Step 102 judges whether the capacity of hash array reaches preset upper limit, if execution in step 110 then, carries out completely that hash reads, otherwise execution in step 103.
Step 103, Detector carries out hash to database table and reads.Further, set up network according to the URL that is read and connect, carry out associative operation.
Step 104 judges whether the record that current hash value reads is empty, if then execution in step 105, otherwise execution in step 106.
Step 105 is deleted this hash value from the hash array.
Step 106 is carried out order to database table and is read.Further, set up network according to the URL that is read and connect, carry out associative operation.
Whether no record in the step 107, judgment data storehouse table, if, process ends then, otherwise execution in step 108.
Step 108 for the record that institute's sequential read is got, judges whether its corresponding hash value exists, and promptly judges whether new hash value, if new hash value is arranged, then execution in step 109 in current hash array, otherwise execution in step 103.
Step 109 is inserted the hash array with above-mentioned new hash value, and execution in step 102 then.
On the other hand, step 110, Detector carries out hash to database table and reads.Further, set up network according to the URL that is read and connect, carry out associative operation.
Step 111 judges whether the record that current hash value reads is empty, if then execution in step 112, otherwise execution in step 110.
Step 112 is deleted this hash value from the hash array, execution in step 102 then.
Above-mentioned read method can be by as shown in Figure 4 the system of reading information at network resource site realize.

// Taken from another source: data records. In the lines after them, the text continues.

PR #440, opened 2023-10-17
Scheduler todos

### LINKED ISSUE #253: TODOs in scheduler
* [x] In `dropTail`, extract find longest mana-scaled queue function to util, 
        `pkg/protocol/engine/congestioncontrol/scheduler/drr/drrbuffer.go`
* [x] Define max block work instead of using MaxBlockSize
        `pkg/protocol/engine/congestioncontrol/scheduler/drr/scheduler.go`
* [x] Define work function for Block
        `pkg/protocol/engine/blocks/block.go`

cyberphysic4l:
closes #253 

Adds an optimisation of removing empty queues of issuers with max deficit. This saves us iterating over the queues of inactive issuers but we still get track of their deficit in the deficits map.


pkg/protocol/engine/congestioncontrol/scheduler/drr/scheduler.go
```diff
@@ -570,8 +564,16 @@ func (s *Scheduler) removeIssuer(issuerID iotago.AccountID, err error) {
...
 
 	s.deficits.Delete(issuerID)
+	s.basicBuffer.RemoveIssuerQueue(issuerID)
+}
 
-	s.basicBuffer.RemoveIssuer(issuerID)
+func (s *Scheduler) getOrCreateIssuer(accountID iotago.AccountID) *IssuerQueue {
+	issuerQueue, created := s.basicBuffer.GetOrCreateIssuerQueue(accountID)
+	if created {
+		s.deficits.Set(accountID, 0)
```
piotrm50: If the idea is to remove queue once the issuer reaches MaxDeficit, then the queue does not exist, so if the issuer issues a block and it reaches the scheduler, we call `getOrCreateIssuer` which creates a new queue and sets deficit to 0. Or am I missing something? We should check if the deficit exists and set it to 0 if it doesn't.

piotrm50 (changes requested):

pkg/protocol/engine/congestioncontrol/scheduler/drr/scheduler.go
cyberphysic4l: Good catch, you are correct! This would have meant issuer's deficits going to 0 every time their queue went empty :o
Updating this now to use GetOrCreate method of the shrinkingmap to set the deficit only if it doesn't exist.

piotrm50 (approved):

PR #441, opened 2023-10-18
Feat: Reset logic for engine to roll-back in memory.

hmoog:
This PR introduces a mechanism to Reset an engine to its clean state after the last commitment, without having to restart the entire engine.

This PR only addresses the parts of the code that are relevant for the commitments as other things will eventually get evicted anyway, but we should maybe revisit the TODOs that I left in the code in a separate PR, once this is no longer a blocker.


karimodm (approved):
Seems to work stably when trying to catch up with tens of thousands of commits.

pkg/protocol/engine/accounts/accountsledger/manager.go
```diff
@@ -355,6 +355,33 @@ func (m *Manager) AddAccount(output *utxoledger.Output, blockIssuanceCredits iot
...
+
+	versionSignalsToDelete := make([]iotago.SlotIndex, 0)
+	m.latestSupportedVersionSignals.ForEach(func(slot iotago.SlotIndex, _ *shrinkingmap.ShrinkingMap[iotago.AccountID, *model.SignaledBlock]) {
+		if slot > m.latestCommittedSlot {
+			versionSignalsToDelete = append(versionSignalsToDelete, slot)
+		}
+	})
+
+	for _, slot := range blockBurnsToDelete {
+		m.blockBurns.Delete(slot)
```
karimodm: Why not deleting them straight away instead of collecting them first?

pkg/protocol/engine/attestation/slotattestation/manager.go
```diff
@@ -308,6 +309,31 @@ func (m *Manager) Rollback(targetSlot iotago.SlotIndex) error {
...
+	})
+
+	pendingAttestationsToClear := make([]iotago.SlotIndex, 0)
+	m.pendingAttestations.ForEach(func(slot iotago.SlotIndex, _ *shrinkingmap.ShrinkingMap[iotago.AccountID, *iotago.Attestation]) {
+		if slot > m.lastCommittedSlot {
+			pendingAttestationsToClear = append(pendingAttestationsToClear, slot)
+		}
+	})
+
+	for _, slot := range futureAttestationsToClear {
```
karimodm: Why not deleting straight away?

pkg/protocol/engine/clock/blocktime/relativetime.go
```diff
@@ -81,6 +81,17 @@ func (c *RelativeTime) Advance(newTime time.Time) (updated bool) {
 	return true
 }
 
+// Reset resets the time value to the given time (resetting monotonicity of the relative time).
+func (c *RelativeTime) Reset(newTime time.Time) {
+	c.mutex.Lock()
+	defer c.mutex.Unlock()
```
karimodm, line 87: Why do you lock here and not in other components' Resets?

pkg/protocol/engine/eviction/state.go
```diff
@@ -323,6 +324,23 @@ func (s *State) PopulateFromStorage(latestCommitmentSlot iotago.SlotIndex) {
...
+			storage.ForEach(func(blockID iotago.BlockID, commitmentID iotago.CommitmentID) bool {
+				rootBlocksToClear = append(rootBlocksToClear, blockID)
+
+				return true
+			})
+		}
+	})
+
+	for _, blockID := range rootBlocksToClear {
+		s.RemoveRootBlock(blockID)
```
karimodm: remove on collection?

pkg/protocol/engine/mempool/v1/mempool.go
```diff
@@ -197,6 +197,42 @@ func (m *MemPool[VoteRank]) stateDiff(slot iotago.SlotIndex) (*StateDiff, error)
 	return lo.Return1(m.stateDiffs.GetOrCreate(slot, func() *StateDiff { return NewStateDiff(slot, kv) })), nil
 }
 
+// Reset resets the component to a clean state as if it was created at the last commitment.
+func (m *MemPool[VoteRank]) Reset() {
+	stateDiffsToDelete := make([]iotago.SlotIndex, 0)
```
karimodm: same

pkg/protocol/engine/notarization/slotnotarization/slotmutations.go
```diff
@@ -61,15 +61,20 @@ func (m *SlotMutations) Evict(index iotago.SlotIndex) error {
...
+	m.acceptedBlocksBySlot.ForEachKey(func(slot iotago.SlotIndex) bool {
+		if slot > m.latestCommittedIndex {
+			slotsToReset = append(slotsToReset, slot)
+		}
+
+		return true
+	})
+
+	for _, slot := range slotsToReset {
+		m.acceptedBlocksBySlot.Delete(slot)
```
karimodm: delete directly

pkg/protocol/engine/engine.go
```diff
@@ -216,6 +216,41 @@ func New(
...
 }
 
+func (e *Engine) ProcessBlockFromPeer(block *model.Block, source peer.ID) {
+	e.Filter.ProcessReceivedBlock(block, source)
+	e.Events.BlockProcessed.Trigger(block.ID())
+}
+
+// Reset resets the component to a clean state as if it was created at the last commitment.
+func (e *Engine) Reset() {
+	e.Workers.WaitChildren()
```
karimodm: Because of the lack of locking on all the `Reset` function you are probably assuming that no task will be submitted to any component after this `e.Workers.WaitChildren()`.
How are we 100% sure of that?

karimodm (changes requested):

pkg/protocol/engine/accounts/accountsledger/manager.go
hmoog: Because the foreach grabs a read lock which prevents us from writing to the collection in the same step.

pkg/protocol/engine/attestation/slotattestation/manager.go
hmoog: Because the foreach grabs a read lock which prevents us from writing to the collection in the same step.

pkg/protocol/engine/clock/blocktime/relativetime.go
hmoog: The "RelativeTime" is not a "component" but a self contained data structure that currently lacks the ability to just "Set" a specific time in the past. So the "Reset" method might be used outside the scope of a reset call for the engine components simply to reset the time to a specific value that is lower than the current time, but if you think its unnecessary we can also remove it.

pkg/protocol/engine/eviction/state.go
hmoog: Foreach grabs a read lock.

pkg/protocol/engine/mempool/v1/mempool.go
hmoog: Foreach grabs a read lock.

pkg/protocol/engine/notarization/slotnotarization/slotmutations.go
hmoog: Foreach grabs a read lock.

pkg/protocol/engine/engine.go
hmoog: You have to make sure that access to the engine is blocked from the outside, inside you don't have any guarantees, which is something we anyway need to ensure to not accidentaly feed old blocks to the engine after the reset.

Putting a mutex there would make it thread safe for concurrent use but it would not get rid of this requirement, so I think it might be better to put that mental burden on the dev to make sure its correct rather than assuming correctness through the presence of a mutex and making the dev ignore this requirement.

pkg/protocol/engine/accounts/accountsledger/manager.go
karimodm: It does not: it only holds the lock to create a clone of the map to iterate over, but the lock is released by the time the callback is called. The ForEachKey was designed exactly to be able to support something of this kind.

pkg/protocol/engine/clock/blocktime/relativetime.go
karimodm: I still find this discrepancy a bit odd. The Relativetime is still a subcomponent of the Clock, which is an engine-specific component. It is kinda odd that no component holds a lock while resetting but this does, either all have or none, no?

pkg/core/buffer/unsolid_commitment_buffer.go
```diff
@@ -136,3 +136,9 @@ func (u *UnsolidCommitmentBuffer[V]) GetValuesAndEvict(commitmentID iotago.Commi
 
 	return values
 }
+
+// Reset resets the component to a clean state as if it was created at the last commitment.
+func (u *UnsolidCommitmentBuffer[V]) Reset() {
+	u.blockBuffers.Clear()
+	u.commitmentBuffer.Each(func(key iotago.CommitmentID, _ types.Empty) { u.commitmentBuffer.Remove(key) })
```
piotrm50, line 146: Lock `commitmentBufferMutex` or add a comment as to why it's not locked.

pkg/protocol/engine/accounts/accountsledger/manager.go
```diff
@@ -355,6 +355,33 @@ func (m *Manager) AddAccount(output *utxoledger.Output, blockIssuanceCredits iot
 	return nil
 }
 
+// Reset resets the component to a clean state as if it was created at the last commitment.
+func (m *Manager) Reset() {
+	blockBurnsToDelete := make([]iotago.SlotIndex, 0)
+	m.blockBurns.ForEachKey(func(slot iotago.SlotIndex) bool {
+		if slot > m.latestCommittedSlot {
```
piotrm50: why only if slot >  m.latestCommittedSlot? Anything below is already evicted so this check is not needed. I think you can simply call `.Clear()` on this one.

pkg/protocol/engine/accounts/accountsledger/manager.go
```diff
@@ -355,6 +355,33 @@ func (m *Manager) AddAccount(output *utxoledger.Output, blockIssuanceCredits iot
...
+			blockBurnsToDelete = append(blockBurnsToDelete, slot)
+		}
+
+		return true
+	})
+
+	versionSignalsToDelete := make([]iotago.SlotIndex, 0)
+	m.latestSupportedVersionSignals.ForEach(func(slot iotago.SlotIndex, _ *shrinkingmap.ShrinkingMap[iotago.AccountID, *model.SignaledBlock]) {
+		if slot > m.latestCommittedSlot {
```
piotrm50: Same here: anything below latest committed slot is evicted anyway, so you can just call `.Clean()`.

pkg/protocol/engine/attestation/slotattestation/manager.go
```diff
@@ -319,6 +320,31 @@ func (m *Manager) Rollback(targetSlot iotago.SlotIndex) error {
 	return nil
 }
 
+// Reset resets the component to a clean state as if it was created at the last commitment.
+func (m *Manager) Reset() {
+	futureAttestationsToClear := make([]iotago.SlotIndex, 0)
+	m.futureAttestations.ForEach(func(slot iotago.SlotIndex, _ *shrinkingmap.ShrinkingMap[iotago.AccountID, *iotago.Attestation]) {
```
piotrm50: Since future attestations contain only entries for slots that are not committed, we can clear the whole thing.

pkg/protocol/engine/attestation/slotattestation/manager.go
```diff
@@ -319,6 +320,31 @@ func (m *Manager) Rollback(targetSlot iotago.SlotIndex) error {
...
+		if slot > m.lastCommittedSlot {
+			futureAttestationsToClear = append(futureAttestationsToClear, slot)
+		}
+	})
+
+	pendingAttestationsToClear := make([]iotago.SlotIndex, 0)
+	m.pendingAttestations.ForEach(func(slot iotago.SlotIndex, _ *shrinkingmap.ShrinkingMap[iotago.AccountID, *iotago.Attestation]) {
```
piotrm50: Pending attestations contain only attestations that only belong to slots that were committed, so actually it might require a different reset strategy. I'm not sure about that so it's better to check with Jonas.

pkg/protocol/engine/booker/inmemorybooker/booker.go
```diff
@@ -116,6 +116,9 @@ func (b *Booker) Queue(block *blocks.Block) error {
 	return nil
 }
 
+// Reset resets the component to a clean state as if it was created at the last commitment.
+func (b *Booker) Reset() {}
```
piotrm50: Missing implementation? If nothing to reset, then add it in a comment please.

pkg/protocol/engine/congestioncontrol/scheduler/drr/scheduler.go
```diff
@@ -244,6 +244,11 @@ func (s *Scheduler) AddBlock(block *blocks.Block) {
 	}
 }
 
+// Reset resets the component to a clean state as if it was created at the last commitment.
+func (s *Scheduler) Reset() {
+	// TODO: clear all buffers? currently irrelevant because the scheduler is not relevant for commitments.
```
piotrm50: But it's relevant for tip selection, because tips are added to the tip manager only after being scheduled. So I think we should clear all buffers first, and only then reset the TipManager. Otherwise it might happen that some old blocks will be added as tips even after resetting everything.

pkg/protocol/engine/eviction/state.go
```diff
@@ -323,6 +324,23 @@ func (s *State) PopulateFromStorage(latestCommitmentSlot iotago.SlotIndex) {
 	}
 }
 
+func (s *State) Reset() {
+	rootBlocksToClear := make([]iotago.BlockID, 0)
+	s.rootBlocks.ForEach(func(slot iotago.SlotIndex, storage *shrinkingmap.ShrinkingMap[iotago.BlockID, iotago.CommitmentID]) {
```
piotrm50: After we reset it like this, for some time we're not going to have root blocks for the earliest part of the active root block window available. I think under certain conditions it might be a problem, and cause discrepancies in block solidity. Wdyt?

pkg/protocol/engine/mempool/v1/mempool.go
piotrm50: I think we can clean the whole structure as it only contains data for uncommitted slots.

> Comment: We can not, because the StateDiffs roll something back on disk, and since we evict delayed (once you can no longer reference things, the stuff before the committed slot needs to stay.

pkg/protocol/engine/mempool/v1/mempool.go
```diff
@@ -197,6 +197,42 @@ func (m *MemPool[VoteRank]) stateDiff(slot iotago.SlotIndex) (*StateDiff, error)
...
+	attachmentsToDelete := make([]iotago.SlotIndex, 0)
+	m.attachments.ForEach(func(slot iotago.SlotIndex, _ *shrinkingmap.ShrinkingMap[iotago.BlockID, *SignedTransactionMetadata]) {
+		if slot > m.lastEvictedSlot {
+			attachmentsToDelete = append(attachmentsToDelete, slot)
+		}
+	})
+
+	for _, slot := range stateDiffsToDelete {
+		if stateDiff, deleted := m.stateDiffs.DeleteAndReturn(slot); deleted {
+			if err := stateDiff.Reset(); err != nil {
```
piotrm50: Why do we need to reset the state diff instance as well? I thought we remove the instance completely anyway.

pkg/protocol/engine/notarization/slotnotarization/slotmutations.go
piotrm50: Clear the whole thing as it only contains uncommitted data.

piotrm50 (changes requested):

pkg/protocol/engine/clock/blocktime/relativetime.go
hmoog: I will add mutexes everwhere its cleaner anyway

pkg/protocol/engine/eviction/state.go
hmoog: Let's clear one thing up since the naming is weird: the `lastEvictedSlot` is the last committed slot (we evict delayed).

Let's furthermore recap what root blocks are: Root blocks are accepted blocks of a slot that got referenced by at least one accepted block of a later slot. The reason why we track them is because we want to have a compressed perception of "all blocks that are relevant for the solidification of later slots" and they are mainly used to reduce the size of snapshots and to have a perception of the cutoff for our walks (since there is no longer a single root in the tangle once we snapshot).

We can easily prune all slots that are following our latest commitment because those are blocks that we will have to solidify again and they will become root blocks once they got referenced by accepted blocks of a later slot (through normal means).

Since we do not remove the root blocks from the committed slot, we might have dirty entries here that were referenced by blocks that were eventually orphaned but since those were still accepted blocks of our committed slot, it is perfectly legal to reference them in following slots.

In theory we would have to fill the root blocks of our target epoch to contain ALL blocks of that epoch since we don't know what chain we are syncing with and what root blocks this chain requires. That's why we provide the root blocks from the outside after the reset as part of the warp-sync process to make sure that all the required root blocks are available.

If we are resetting as part of a restart from a snapshot or disk, then we want to sync with the exact same chain and we just want to maintain the existing root block that we restored from disk (which is the previously discussed default behavior for the committed slot).

So I think this is perfectly fine.

pkg/protocol/engine/eviction/state.go
hmoog: I changed the code so everywhere where we can actually delete inline, we do it.

pkg/protocol/engine/mempool/v1/mempool.go
hmoog: I changed the code so everywhere where we can actually delete inline or clear, we do it.

pkg/protocol/engine/mempool/v1/mempool.go
hmoog: The StateDiffs roll something back on disk

pkg/protocol/engine/booker/inmemorybooker/booker.go
hmoog: I added a comment everywhere, where its empty just to comply with an upcoming interface.

pkg/protocol/engine/attestation/slotattestation/manager.go
hmoog: I talked to Jonas and we dont need to clean the pending ones at all.

pkg/protocol/engine/congestioncontrol/scheduler/drr/scheduler.go
hmoog: I implemented the reset strategy together with Andrew

karimodm (approved):

piotrm50 (approved):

With reference to Fig. 4, this system comprises hash value computing module, database table module and read module, can further include network connecting module.This system can be used in the middle of the various search engines.
In this system, at first will carry out hash from the URL that Crawler spreads out of and calculate the hash value, and deposit this URL and corresponding hash value in database table by hash value computing module.The database table module stores has database table, and database table is used to preserve above-mentioned URL and the hash value corresponding with it, and database table can preferably use the multilist structure.
Read module utilizes said method to read URL from database table, briefly be exactly: described database table is carried out order read, database table is being carried out in the order process of reading, when sequential read is got a record and the hash value corresponding with it when not existing in current hash array, this hash value of adding and the array of pointers of correspondence is changed to 0 in the hash array of pointers; If the capacity of hash array of pointers reaches preset upper limit, then database table is carried out hash and read, otherwise sequential read is taken off a record; Database table is being carried out in the hash process of reading, if certain hash value read be recorded as sky, then from the hash array, remove this hash value, and database table is carried out order read, otherwise continuation is carried out hash to database table and is read.
In addition, network connecting module can be set up network according to the URL that read module reads and connect, and carries out associative operation.
The above only is preferred embodiment of the present invention, and is in order to restriction the present invention, within the spirit and principles in the present invention not all, any modification of being done, is equal to replacement, improvement etc., all should be included within protection scope of the present invention.